Assigned task:
Each line of the listing below must be set down exactly.

Excerpted data:
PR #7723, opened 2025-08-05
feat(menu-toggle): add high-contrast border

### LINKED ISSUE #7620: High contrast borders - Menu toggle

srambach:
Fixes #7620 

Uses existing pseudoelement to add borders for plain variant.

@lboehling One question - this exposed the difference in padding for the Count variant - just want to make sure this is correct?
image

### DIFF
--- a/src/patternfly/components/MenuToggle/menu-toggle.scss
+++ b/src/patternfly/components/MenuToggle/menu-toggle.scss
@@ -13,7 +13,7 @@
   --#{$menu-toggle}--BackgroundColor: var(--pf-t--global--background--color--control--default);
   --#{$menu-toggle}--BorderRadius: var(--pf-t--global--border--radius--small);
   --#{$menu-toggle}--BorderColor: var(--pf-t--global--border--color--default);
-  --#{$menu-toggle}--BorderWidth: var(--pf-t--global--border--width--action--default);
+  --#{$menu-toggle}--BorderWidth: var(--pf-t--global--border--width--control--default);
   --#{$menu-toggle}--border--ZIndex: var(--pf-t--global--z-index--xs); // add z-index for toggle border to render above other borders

Final answer:
PR #7723, opened 2025-08-05
feat(menu-toggle): add high-contrast border

### LINKED ISSUE #7620: High contrast borders - Menu toggle

srambach:
Fixes #7620 

Uses existing pseudoelement to add borders for plain variant.

@lboehling One question - this exposed the difference in padding for the Count variant - just want to make sure this is correct?
image

### DIFF
--- a/src/patternfly/components/MenuToggle/menu-toggle.scss
+++ b/src/patternfly/components/MenuToggle/menu-toggle.scss
@@ -13,7 +13,7 @@
   --#{$menu-toggle}--BackgroundColor: var(--pf-t--global--background--color--control--default);
   --#{$menu-toggle}--BorderRadius: var(--pf-t--global--border--radius--small);
   --#{$menu-toggle}--BorderColor: var(--pf-t--global--border--color--default);
-  --#{$menu-toggle}--BorderWidth: var(--pf-t--global--border--width--action--default);
+  --#{$menu-toggle}--BorderWidth: var(--pf-t--global--border--width--control--default);
   --#{$menu-toggle}--border--ZIndex: var(--pf-t--global--z-index--xs); // add z-index for toggle border to render above other borders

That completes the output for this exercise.